Your objective:
Beginning at the first line of the data, print each line exactly, stopping after the line that contains "table.footer_size() == 16896".

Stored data

◆ ◆ ◆ ◆ ◆

PR #883, opened 2022-01-13
Test init backend

gsegatti:
Adding unit tests to methods of backend.py and __init__.py. I'm currently an intern @ Meta under @DaanDeMeyer's guidance.

### DIFF
--- a/tests/test_backend.py
+++ b/tests/test_backend.py
@@ -1,8 +1,10 @@
 # SPDX-License-Identifier: LGPL-2.1+
 
 import os
+from pathlib import Path
 
-from mkosi.backend import PackageType, Distribution, set_umask
+import mkosi.backend as backend
+from mkosi.backend import Distribution, PackageType, set_umask
 
 
 def test_distribution():
@@ -22,3 +24,89 @@ def test_set_umask():
     assert tmp1 == 0o767
     assert tmp2 == 0o757
     assert tmp3 == 0o777
+
+
+def test_workspace():
+    assert backend.workspace(Path("/home/folder/mkosi/mkosi")) == Path("/home/folder/mkosi")
+    assert backend.workspace(Path("/home/../home/folder/mkosi/mkosi")) == Path("/home/../home/folder/mkosi")
+    assert backend.workspace(Path("/")) == Path("/")
+    assert backend.workspace(Path()) == Path()
+
+
+def test_footer_size():
+    table = backend.PartitionTable()
+    assert table.footer_size() == 16896
+    assert table.footer_size(max_partitions=64) == 8704
+    assert table.footer_size(max_partitions=1) == 1024
+    assert table.footer_size(max_partitions=0) == 512
+
+def test_first_partition_offset():
+    table = backend.PartitionTable()
+    table.grain = 4096
+
+    # Grain = 4096, first_lba = None.
+    # 20480 = (512 bytes sector size + 16896 bytes footer) rounded up to multiple of 4096 grain.
+    assert table.first_partition_offset() == 20480
+
+    # Grain = 4096, first_lba not None.
+    # 32768 = first_lba of 64 * 512 bytes of sector_size.
+    table.first_lba = 64
+    assert table.first_partition_offset() == 32768
+
+    # 0 since first_lba = 0 will be multiplied by some value of sector_size.
+    table.first_lba = 0
+    assert table.first_partition_offset() == 0
+
+    # Grain = 1024 ** 2, first_lba = None.
+    # 1048576 = (512 bytes sector size + 16896 bytes footer) rounded up to multiple of 1024 ** 2 grain.
+    table.grain = 1024 ** 2
+    table.first_lba = None
+    assert table.first_partition_offset() == 1048576
+
+    # Grain = 1024 ** 2, first_lba not None.
+    # 65536 = first_lba of 128 * 512 bytes of sector_size.
+    table.first_lba = 128
+    assert table.first_partition_offset() == 65536
+
+    # Grain = 1024 ** 2, first_lba not None.
+    # 131072 = first_lba of 256 * 512 bytes of sector_size.
+    table.first_lba = 256
+    assert table.first_partition_offset() == 131072
+
+
+def test_last_partition_offset():
+    table = backend.PartitionTable()
+    table.grain = 4096
+
+    table.last_partition_sector = 32
+    assert table.last_partition_offset() == 16384
+
+    table.last_partition_sector = 16
+    assert table.last_partition_offset() == 8192
+
+    table.last_partition_sector = 1
+    assert table.last_partition_offset() == 4096
+
+    table.last_partition_sector = 0
+    table.first_lba = 64
+    assert table.last_partition_offset() == 32768
+
+    table.first_lba = 0
+    assert table.last_partition_offset() == 0
+
+
+def test_disk_size():
+    table = backend.PartitionTable()
+    table.grain = 4096
+    table.last_partition_sector = 0
+    table.first_lba = 64
+    # When disk_size() cascade upwards all the way to first_partition_offset, if clause.
+    assert table.disk_size() == 53248
+
+    # When disk_size() cascade upwards all the way to first_partition_offset, else clause.
+    table.first_lba = None
+    assert table.disk_size() == 40960
+
+    # When disk_size() cascade upwards to last_partition_offset, if clause.
+    table.last_partition_sector = 32
+    assert table.disk_size() == 36864
--- a/tests/test_init.py
+++ b/tests/test_init.py
@@ -1,0 +1,55 @@
+# SPDX-License-Identifier: LGPL-2.1+
+
+import filecmp
+from pathlib import Path
+import pytest
+
+import mkosi
+
+
+def test_fedora_release_cmp():
+    assert mkosi.fedora_release_cmp("rawhide", "rawhide") == 0
+    assert mkosi.fedora_release_cmp("32", "32") == 0
+    assert mkosi.fedora_release_cmp("33", "32") > 0
+    assert mkosi.fedora_release_cmp("30", "31") < 0
+    assert mkosi.fedora_release_cmp("-1", "-2") > 0
+    assert mkosi.fedora_release_cmp("1", "-2") > 0
+    with pytest.raises(ValueError):
+        mkosi.fedora_release_cmp("literal", "rawhide")
+
+
+def test_strip_suffixes():
+    assert mkosi.strip_suffixes(Path("home/test.zstd")) == Path("home/test")
+    assert mkosi.strip_suffixes(Path("home/test.xz")) == Path("home/test")
+    assert mkosi.strip_suffixes(Path("home/test.raw")) == Path("home/test")
+    assert mkosi.strip_suffixes(Path("home/test.tar")) == Path("home/test")
+    assert mkosi.strip_suffixes(Path("home/test.cpio")) == Path("home/test")
+    assert mkosi.strip_suffixes(Path("home/test.qcow2")) == Path("home/test")
+    assert mkosi.strip_suffixes(Path("home.xz/test.xz")) == Path("home.xz/test")
+    assert mkosi.strip_suffixes(Path("home.xz/test")) == Path("home.xz/test")
+    assert mkosi.strip_suffixes(Path("home.xz/test.txt")) == Path("home.xz/test.txt")
+
+def test_copy_file(tmpdir):
+        dir_path = Path(tmpdir)
+        file_1 = Path(dir_path) / "file_1.txt"
+        file_2 = Path(dir_path) / "file_2.txt"
+        file_1.touch()
+        file_2.touch()
+
+        # Copying two empty files.
+        mkosi.copy_file(file_1, file_2)
+        assert filecmp.cmp(file_1, file_2)
+
+        # Copying content from one file.
+        file_1.write_text("Testing copying content from this file to file_2.")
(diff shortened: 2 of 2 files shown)


behrmann:
Welcome! :)

I see this is using the unittest style, I think that's something that still needs to be deiced in #882.

As a comment for later: The commits need squashing.

tests/test_init_and_backend.py
```diff
@@ -0,0 +1,69 @@
...
+        self.assertEqual(Path("home/test"), init.strip_suffixes(Path("home/test.tar")))
+        self.assertEqual(Path("home/test"), init.strip_suffixes(Path("home/test.cpio")))
+        self.assertEqual(Path("home/test"), init.strip_suffixes(Path("home/test.qcow2")))
+        self.assertEqual(Path("home.xz/test"), init.strip_suffixes(Path("home.xz/test.xz")))
+        self.assertEqual(Path("home.xz/test"), init.strip_suffixes(Path("home.xz/test")))
+
+
+    def test_copy_file(self):
+        temp1 = tempfile.NamedTemporaryFile(delete=True)
+        temp2 = tempfile.NamedTemporaryFile(delete=True)
```
behrmann, line 48: I think this should better be used in a `with` block. `delete=True` can be left out, since it is the default.

tests/test_init_and_backend.py
```diff
@@ -0,0 +1,69 @@
+import os
+from os import error
+import unittest
+from pathlib import Path
+import sys
+import tempfile
+import shutil
+import filecmp
```
behrmann, line 8: You will probably need `isort` here.

tests/test_init_and_backend.py
```diff
@@ -0,0 +1,69 @@
...
+
+sys.path.insert(0, os.getcwd() +'/../')
+import mkosi.backend as backend
+import mkosi.__init__ as init
```
behrmann, line 12: importing just `mkosi` import from `__init__`.

tests/test_init_and_backend.py
```diff
@@ -0,0 +1,69 @@
+import os
+from os import error
+import unittest
+from pathlib import Path
+import sys
+import tempfile
+import shutil
+import filecmp
+
+sys.path.insert(0, os.getcwd() +'/../')
```
behrmann, line 10: Are the path shenanigans strictly necessary? When you run the test module from the top-level of the repo `mkosi` should be in the module search path.

Manually changing the search path tends to be brittle.

DaanDeMeyer (changes requested):
Great start! I left some comments. The first two tests look great but I think we should use a slightly different approach in the third test.

tests/test_init_and_backend.py
```diff
@@ -0,0 +1,69 @@
+import os
```
bluca, line 1: SPDX license comment

DaanDeMeyer: To add a little more context, we require every file to start with an appropriate license comment for legal purposes. Instead of putting the entire license in each file, we put the SPDX license identifier in the file instead which can be used to look up the full license on https://spdx.org/licenses/.

You can simply copy the license comment from another file to this file as well to fix this.

tests/test_init_and_backend.py
```diff
@@ -0,0 +1,71 @@
...
+        self.assertEqual(mkosi.strip_suffixes(Path("home.xz/test.xz")), Path("home.xz/test"))
+        self.assertEqual(mkosi.strip_suffixes(Path("home.xz/test")), Path("home.xz/test"))
+        self.assertEqual(mkosi.strip_suffixes(Path("home.xz/test.txt")), Path("home.xz/test.txt"))
+
+    def test_copy_file(self):
+        with tempfile.TemporaryDirectory() as tmp_dir:
+            dir_path = Path(tmp_dir)
+
+            file_1 = Path(dir_path.joinpath("file_1.txt")).touch()
+            file_2 = Path(dir_path.joinpath("file_2.txt")).touch()
```
DaanDeMeyer, line 46: There's quite a bit of duplication in this test. How about the following:

```
file_1 = Path(dir_path) / "file_1.txt"
file_2 = Path(dir_path) / "file_2.txt"

file_1.touch()
file_2.touch()

# Use file_1 and file_2 directory in the rest of the test
```

tests/test_init_and_backend.py
```diff
@@ -0,0 +1,70 @@
...
+
+            # Copying two empty files
+            mkosi.copy_file(dir_path.joinpath("file_1.txt"), dir_path.joinpath("file_2.txt"))
+            self.assertTrue(filecmp.cmp(dir_path.joinpath("file_1.txt"), dir_path.joinpath("file_2.txt"), shallow=True))
+
+            # Copying content from one file
+            with open(dir_path.joinpath("file_1.txt"), 'w') as file_1:
+                file_1.write("Testing copying content from this file to file_2.")
```
DaanDeMeyer, line 54: With the above change, this then becomes:

```
file_1.write_text("Testing copying content from this file to file_2.")
```

tests/test_init_and_backend.py
```diff
@@ -0,0 +1,70 @@
...
+            mkosi.copy_file(dir_path.joinpath("file_1.txt"), dir_path.joinpath("file_2.txt"))
+            self.assertTrue(filecmp.cmp(dir_path.joinpath("file_1.txt"), dir_path.joinpath("file_2.txt"), shallow=True))
+
+            # Giving a non existing path/file
+            with self.assertRaises(error):
+                mkosi.copy_file('nullFilePath', dir_path.joinpath("file_1.txt"))
+
+            # Copying when there's already content in both files
+            with open(dir_path.joinpath("file_2.txt"), 'w') as file_2:
+                file_2.write("Testing copying content from file_1 to file_2, with previous data.")
```
DaanDeMeyer, line 64: Same comment for these two lines

tests/test_init_and_backend.py
```diff
@@ -0,0 +1,70 @@
...
+    def test_copy_file(self):
+        with tempfile.TemporaryDirectory() as tmp_dir:
+            dir_path = Path(tmp_dir)
+
+            file_1 = Path(dir_path.joinpath("file_1.txt")).touch()
+            file_2 = Path(dir_path.joinpath("file_2.txt")).touch()
+
+            # Copying two empty files
+            mkosi.copy_file(dir_path.joinpath("file_1.txt"), dir_path.joinpath("file_2.txt"))
+            self.assertTrue(filecmp.cmp(dir_path.joinpath("file_1.txt"), dir_path.joinpath("file_2.txt"), shallow=True))
```
DaanDeMeyer, line 50: Why pass `shallow=True` here and in the other assertions? If we do that, the actual contents of the files aren't checked. We want to make sure the contents of the files are the same no?

tests/test_init_and_backend.py
```diff
@@ -0,0 +1,70 @@
...
+
+            # Copying content from one file
+            with open(dir_path.joinpath("file_1.txt"), 'w') as file_1:
+                file_1.write("Testing copying content from this file to file_2.")
+            mkosi.copy_file(dir_path.joinpath("file_1.txt"), dir_path.joinpath("file_2.txt"))
+            self.assertTrue(filecmp.cmp(dir_path.joinpath("file_1.txt"), dir_path.joinpath("file_2.txt"), shallow=True))
+
+            # Giving a non existing path/file
+            with self.assertRaises(error):
```
DaanDeMeyer, line 59: I think error here can be replaced with `OSError`.

tests/test_init_and_backend.py
```diff
@@ -0,0 +1,70 @@
...
+
+            # Copying when there's already content in both files
+            with open(dir_path.joinpath("file_2.txt"), 'w') as file_2:
+                file_2.write("Testing copying content from file_1 to file_2, with previous data.")
+            mkosi.copy_file(dir_path.joinpath("file_1.txt"), dir_path.joinpath("file_2.txt"))
+            self.assertTrue(filecmp.cmp(dir_path.joinpath("file_1.txt"), dir_path.joinpath("file_2.txt"), shallow=True))
+
+
+if __name__ == '__main__':
+    unittest.main()
```
DaanDeMeyer, line 70: Since we always test with `python -m unittest`, the main here can be removed

DaanDeMeyer (changes requested):
We're almost there! Just a few more changes for the copy_file() test.

tests/test_init_and_backend.py
```diff
@@ -0,0 +1,70 @@
...
+            self.assertTrue(filecmp.cmp(file_1, file_2))
+
+            # Copying content from one file
+            file_1.write_text("Testing copying content from this file to file_2.")
+            mkosi.copy_file(file_1, file_2)
+            self.assertTrue(filecmp.cmp(file_1, file_2))
+
+            # Giving a non existing path/file
+            with self.assertRaises(error):
+                mkosi.copy_file('nullFilePath', file_1)
```
DaanDeMeyer, line 61: Use double quotes here for the string

tests/test_init_and_backend.py
gsegatti: Turns out it is ValueError!

DaanDeMeyer: Then I'd suggest changing it to ValueError (maybe you forgot to push?)

gsegatti:
I've tried to get the code to be matching to everyone's initial feedback. 
Furthermore, I've added unit tests for some methods of the PartitionTable class. 
This can be found in the following methods: test_first_partition_offset(), test_last_partition_offset, test_footer_size() and test_disk_size().

tests/test_init_and_backend.py
```diff
@@ -0,0 +1,131 @@
...
+        self.assertEqual(table.last_partition_offset(), 0)
+
+    def test_footer_size(self):
+        table = backend.PartitionTable()
+        self.assertEqual(table.footer_size(), 16896)
+        self.assertEqual(table.footer_size(max_partitions=64), 8704)
+        self.assertEqual(table.footer_size(max_partitions=1), 1024)
+        self.assertEqual(table.footer_size(max_partitions=0), 512)
+
+
```
DaanDeMeyer, line 116: Redundant whitespace here

tests/test_init_and_backend.py
```diff
@@ -0,0 +1,131 @@
...
+        table.last_partition_sector = 1
+        self.assertEqual(table.last_partition_offset(), 4096)
+
+        table.last_partition_sector = 0
+        table.first_lba = 64
+        self.assertEqual(table.last_partition_offset(), 32768)
+        table.first_lba = 0
+        self.assertEqual(table.last_partition_offset(), 0)
+
+    def test_footer_size(self):
```
behrmann, line 109: Since the `first_partition_offset` can depend on `footer_size` I'd move this test before the one for the former.

tests/test_init_and_backend.py
```diff
@@ -0,0 +1,139 @@
...
+    assert mkosi.strip_suffixes(Path("home/test.raw")) == Path("home/test")
+    assert mkosi.strip_suffixes(Path("home/test.tar")) == Path("home/test")
+    assert mkosi.strip_suffixes(Path("home/test.cpio")) == Path("home/test")
+    assert mkosi.strip_suffixes(Path("home/test.qcow2")) == Path("home/test")
+    assert mkosi.strip_suffixes(Path("home.xz/test.xz")) == Path("home.xz/test")
+    assert mkosi.strip_suffixes(Path("home.xz/test")) == Path("home.xz/test")
+    assert mkosi.strip_suffixes(Path("home.xz/test.txt")) == Path("home.xz/test.txt")
+
+def test_copy_file():
+    with tempfile.TemporaryDirectory() as tmp_dir:
```
DaanDeMeyer, line 40: With pytest, we can simplify this by using the `tmpdir` fixture (see https://docs.pytest.org/en/6.2.x/tmpdir.html#the-tmpdir-fixture). We don't need to create the temporary directory ourselves. Instead, pytest can do it for us.

tests/test_init_and_backend.py
```diff
@@ -0,0 +1,139 @@
...
+        dir_path = Path(tmp_dir)
+        file_1 = Path(dir_path) / "file_1.txt"
+        file_2 = Path(dir_path) / "file_2.txt"
+        file_1.touch()
+        file_2.touch()
+
+        # Copying two empty files.
+        mkosi.copy_file(file_1, file_2)
+        assert (filecmp.cmp(file_1, file_2)) == True
```
DaanDeMeyer, line 49: Asserts like these are a tautology: `assert (filecmp.cmp(file_1, file_2)) == True`

You can write this as `assert filecmp.cmp(file_1, file_2)`

DaanDeMeyer (changes requested):
Almost good!

Now that we're using pytest, let's move the tests covering functions from backend.py into test_backend.py. The remaining tests can go in a new test_init.py file.

tests/test_init_and_backend.py
```diff
@@ -0,0 +1,139 @@
...
+import mkosi.backend as backend
+import pytest
+
+
+def test_workspace():
+    assert backend.workspace(Path("/home/folder/mkosi/mkosi")) == Path("/home/folder/mkosi")
+    assert backend.workspace(Path("/home/../home/folder/mkosi/mkosi")) == Path("/home/../home/folder/mkosi")
+    assert backend.workspace(Path("/")) == Path("/")
+    assert backend.workspace(Path()) == Path()
+
```
behrmann, line 17: Small style nit: Here and between all top-level functions and classes two empty lines.

DaanDeMeyer:
LGTM!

◆ ◆ ◆ ◆ ◆

Exercise solution:
PR #883, opened 2022-01-13
Test init backend

gsegatti:
Adding unit tests to methods of backend.py and __init__.py. I'm currently an intern @ Meta under @DaanDeMeyer's guidance.

### DIFF
--- a/tests/test_backend.py
+++ b/tests/test_backend.py
@@ -1,8 +1,10 @@
 # SPDX-License-Identifier: LGPL-2.1+
 
 import os
+from pathlib import Path
 
-from mkosi.backend import PackageType, Distribution, set_umask
+import mkosi.backend as backend
+from mkosi.backend import Distribution, PackageType, set_umask
 
 
 def test_distribution():
@@ -22,3 +24,89 @@ def test_set_umask():
     assert tmp1 == 0o767
     assert tmp2 == 0o757
     assert tmp3 == 0o777
+
+
+def test_workspace():
+    assert backend.workspace(Path("/home/folder/mkosi/mkosi")) == Path("/home/folder/mkosi")
+    assert backend.workspace(Path("/home/../home/folder/mkosi/mkosi")) == Path("/home/../home/folder/mkosi")
+    assert backend.workspace(Path("/")) == Path("/")
+    assert backend.workspace(Path()) == Path()
+
+
+def test_footer_size():
+    table = backend.PartitionTable()
+    assert table.footer_size() == 16896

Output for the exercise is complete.